## TASK GOAL
Read through the records below and copy each line that uses the word "section".

## AVAILABLE RECORDS
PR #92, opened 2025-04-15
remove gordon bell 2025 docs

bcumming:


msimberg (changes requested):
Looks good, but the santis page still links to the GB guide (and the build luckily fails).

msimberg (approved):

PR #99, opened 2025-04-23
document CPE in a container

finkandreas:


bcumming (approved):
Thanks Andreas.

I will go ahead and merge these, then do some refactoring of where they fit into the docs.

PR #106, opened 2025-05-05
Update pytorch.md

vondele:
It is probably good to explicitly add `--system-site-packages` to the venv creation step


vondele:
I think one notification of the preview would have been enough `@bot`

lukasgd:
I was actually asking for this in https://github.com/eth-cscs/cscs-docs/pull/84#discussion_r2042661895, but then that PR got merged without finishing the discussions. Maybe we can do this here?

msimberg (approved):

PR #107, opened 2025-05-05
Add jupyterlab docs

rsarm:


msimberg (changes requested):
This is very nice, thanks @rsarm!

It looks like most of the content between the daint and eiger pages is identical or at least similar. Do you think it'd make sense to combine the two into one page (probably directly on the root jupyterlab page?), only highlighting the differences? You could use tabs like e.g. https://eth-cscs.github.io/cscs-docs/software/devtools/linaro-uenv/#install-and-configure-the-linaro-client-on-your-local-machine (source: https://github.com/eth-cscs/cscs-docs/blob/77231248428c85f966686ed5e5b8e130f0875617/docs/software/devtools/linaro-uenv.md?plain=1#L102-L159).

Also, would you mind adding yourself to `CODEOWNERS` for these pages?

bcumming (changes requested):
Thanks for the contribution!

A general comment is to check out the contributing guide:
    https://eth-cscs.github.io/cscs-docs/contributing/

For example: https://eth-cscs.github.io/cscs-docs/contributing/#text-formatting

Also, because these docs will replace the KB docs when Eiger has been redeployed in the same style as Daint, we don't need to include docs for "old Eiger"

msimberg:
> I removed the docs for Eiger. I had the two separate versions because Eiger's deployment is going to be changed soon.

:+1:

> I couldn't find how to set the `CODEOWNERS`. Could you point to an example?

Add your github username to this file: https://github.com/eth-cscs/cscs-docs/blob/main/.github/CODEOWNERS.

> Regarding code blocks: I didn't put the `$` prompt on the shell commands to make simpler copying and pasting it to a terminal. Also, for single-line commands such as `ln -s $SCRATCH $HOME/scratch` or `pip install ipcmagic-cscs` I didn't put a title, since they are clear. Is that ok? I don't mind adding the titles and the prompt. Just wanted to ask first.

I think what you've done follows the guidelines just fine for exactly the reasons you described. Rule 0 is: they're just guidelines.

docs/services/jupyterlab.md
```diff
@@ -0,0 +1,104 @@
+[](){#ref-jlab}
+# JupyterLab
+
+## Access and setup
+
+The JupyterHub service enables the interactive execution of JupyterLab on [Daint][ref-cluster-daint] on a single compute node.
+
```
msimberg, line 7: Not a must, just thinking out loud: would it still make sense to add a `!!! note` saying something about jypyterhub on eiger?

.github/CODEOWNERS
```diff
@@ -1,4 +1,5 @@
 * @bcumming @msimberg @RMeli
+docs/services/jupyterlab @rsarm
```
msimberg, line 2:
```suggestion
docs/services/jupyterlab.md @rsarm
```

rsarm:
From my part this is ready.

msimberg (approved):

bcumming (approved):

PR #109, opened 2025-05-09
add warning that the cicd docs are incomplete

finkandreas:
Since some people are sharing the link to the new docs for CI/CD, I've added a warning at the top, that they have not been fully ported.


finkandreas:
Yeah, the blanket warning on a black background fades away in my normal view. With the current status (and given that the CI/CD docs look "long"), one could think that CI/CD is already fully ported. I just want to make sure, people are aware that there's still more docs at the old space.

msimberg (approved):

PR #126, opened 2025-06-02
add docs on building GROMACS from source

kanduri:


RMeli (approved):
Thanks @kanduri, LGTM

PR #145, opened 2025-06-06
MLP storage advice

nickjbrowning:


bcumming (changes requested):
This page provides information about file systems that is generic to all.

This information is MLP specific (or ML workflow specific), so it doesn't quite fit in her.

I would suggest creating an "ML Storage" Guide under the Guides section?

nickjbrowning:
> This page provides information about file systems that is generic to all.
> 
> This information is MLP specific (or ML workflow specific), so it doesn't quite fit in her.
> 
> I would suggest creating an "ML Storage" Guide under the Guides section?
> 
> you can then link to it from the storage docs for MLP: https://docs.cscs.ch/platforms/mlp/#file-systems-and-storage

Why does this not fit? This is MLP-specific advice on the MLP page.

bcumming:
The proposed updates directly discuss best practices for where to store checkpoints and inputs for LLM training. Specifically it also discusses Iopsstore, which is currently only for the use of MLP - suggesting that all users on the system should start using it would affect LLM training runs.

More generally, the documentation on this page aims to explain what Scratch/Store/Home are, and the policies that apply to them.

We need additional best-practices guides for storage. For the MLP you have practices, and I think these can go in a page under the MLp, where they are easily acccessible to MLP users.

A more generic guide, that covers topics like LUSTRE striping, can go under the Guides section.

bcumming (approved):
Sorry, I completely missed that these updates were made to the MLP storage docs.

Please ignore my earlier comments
...
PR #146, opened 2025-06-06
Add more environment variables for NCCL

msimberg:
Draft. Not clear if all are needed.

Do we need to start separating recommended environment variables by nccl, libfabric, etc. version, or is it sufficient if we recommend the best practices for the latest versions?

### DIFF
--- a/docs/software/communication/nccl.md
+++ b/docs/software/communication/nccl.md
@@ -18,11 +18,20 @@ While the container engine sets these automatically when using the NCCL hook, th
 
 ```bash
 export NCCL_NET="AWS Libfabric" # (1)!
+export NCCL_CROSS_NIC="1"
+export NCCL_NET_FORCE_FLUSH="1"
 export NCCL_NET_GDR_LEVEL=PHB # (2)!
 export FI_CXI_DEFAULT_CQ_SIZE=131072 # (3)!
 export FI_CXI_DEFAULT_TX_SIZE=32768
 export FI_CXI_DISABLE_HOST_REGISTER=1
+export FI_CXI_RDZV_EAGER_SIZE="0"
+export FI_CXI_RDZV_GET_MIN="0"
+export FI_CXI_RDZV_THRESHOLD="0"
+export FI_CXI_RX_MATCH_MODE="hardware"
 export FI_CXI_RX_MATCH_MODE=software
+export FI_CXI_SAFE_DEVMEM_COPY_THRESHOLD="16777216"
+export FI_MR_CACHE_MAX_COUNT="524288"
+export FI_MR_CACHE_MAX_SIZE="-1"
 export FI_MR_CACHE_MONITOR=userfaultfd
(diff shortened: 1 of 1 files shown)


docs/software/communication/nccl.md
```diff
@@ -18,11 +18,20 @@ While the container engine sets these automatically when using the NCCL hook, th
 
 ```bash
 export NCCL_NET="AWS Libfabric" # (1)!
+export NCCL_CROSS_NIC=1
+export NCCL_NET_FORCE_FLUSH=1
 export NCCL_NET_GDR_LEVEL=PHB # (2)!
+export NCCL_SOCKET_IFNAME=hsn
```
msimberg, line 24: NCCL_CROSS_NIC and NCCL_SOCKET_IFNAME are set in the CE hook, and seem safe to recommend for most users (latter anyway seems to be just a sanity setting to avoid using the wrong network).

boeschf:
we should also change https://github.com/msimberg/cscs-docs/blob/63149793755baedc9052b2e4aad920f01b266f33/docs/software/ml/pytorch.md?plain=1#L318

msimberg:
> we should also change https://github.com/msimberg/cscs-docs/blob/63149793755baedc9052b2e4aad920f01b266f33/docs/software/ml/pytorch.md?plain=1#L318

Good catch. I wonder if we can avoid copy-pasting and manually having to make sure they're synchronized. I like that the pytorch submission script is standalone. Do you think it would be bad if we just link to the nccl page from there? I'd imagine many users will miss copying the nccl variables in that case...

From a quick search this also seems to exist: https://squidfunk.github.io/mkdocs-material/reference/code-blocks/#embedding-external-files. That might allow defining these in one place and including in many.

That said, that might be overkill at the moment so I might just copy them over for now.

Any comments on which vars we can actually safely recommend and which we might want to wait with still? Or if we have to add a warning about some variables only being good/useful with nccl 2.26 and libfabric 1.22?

## RESULT
I would suggest creating an "ML Storage" Guide under the Guides section?
> I would suggest creating an "ML Storage" Guide under the Guides section?
A more generic guide, that covers topics like LUSTRE striping, can go under the Guides section.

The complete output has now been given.